Out of habit, the law man began walking a broad circle around the campground, looking for tracks coming or going. Had someone been here today? Yesterday? Could somebody have concealed a gun for Hassard to use on him in the night? Hassard didn't have a partner in the territory that he knew of, but confidence men often worked in pairs or in teams. He wasn't taking any chances.

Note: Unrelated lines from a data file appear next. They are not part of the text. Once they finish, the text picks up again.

PR #125, opened 2016-08-05
Use new version of the user management playbook.

smarnach:
Make use of the user management playbook updated in edx/configuration#3274 and edx/edx-platform#13124.

#### Testing instructions

From the Django shell of an instance manager installation, run these commands (replacing the subdomain and the user name with appropriate values):
```
    sub_domain='user-creation-test',
    edx_platform_repository_url='https://github.com/edx/edx-platform.git',
    configuration_version='master',
    openedx_release='master',
)
instance.lms_users.add(User.objects.get(username='some_existing_user'))
instance.spawn_appserver()
```
This will deploy a new instance and create a user on it.  Test that the user can log into the LMS and they have staff and superuser permissions.

### DIFF
--- a/instance/models/openedx_appserver.py
+++ b/instance/models/openedx_appserver.py
@@ -126,9 +126,9 @@ class OpenEdXAppServer(AppServer, OpenEdXAppConfiguration, AnsibleAppServerMixin
     ))
     lms_user_settings = models.TextField(blank=True, help_text='YAML variables for LMS user creation.')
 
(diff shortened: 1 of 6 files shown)


haikuginger:
:+1:

- [x] I tested this: I spun up a local instance of OpenCraft IM, and followed the testing instructions. I was then able to log into the edX portal with the password I created. I had full privileges available in LMS and Studio.
- [x] I read through the code
- [x] No documentation necessary.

Satisfied that the camp had not been used in a week, Moncrief returned to the wagon, took the hobbles from the bed, and went to fix them on the mules.

“Killed a few rustlers, huh?” the prisoner said. “So, you jailed your own brother for murder.”

“Naw, nobody cared about a few dead rustlers,” the lawman answered. “But he stayed drunk too often, got fired, and went to rustlin' the ranch's cattle himself. I figured I better arrest him and get him tried before he wound up lynched.”

“Your own brother…” Hassard lay on his side behind the buckboard seat. It felt good to stop here, get the weight off his hind end for a change.

“Best thing ever happened to him. He got religion down there in prison. Made a preacher. Maybe you've heard of him. Name's Carrol.”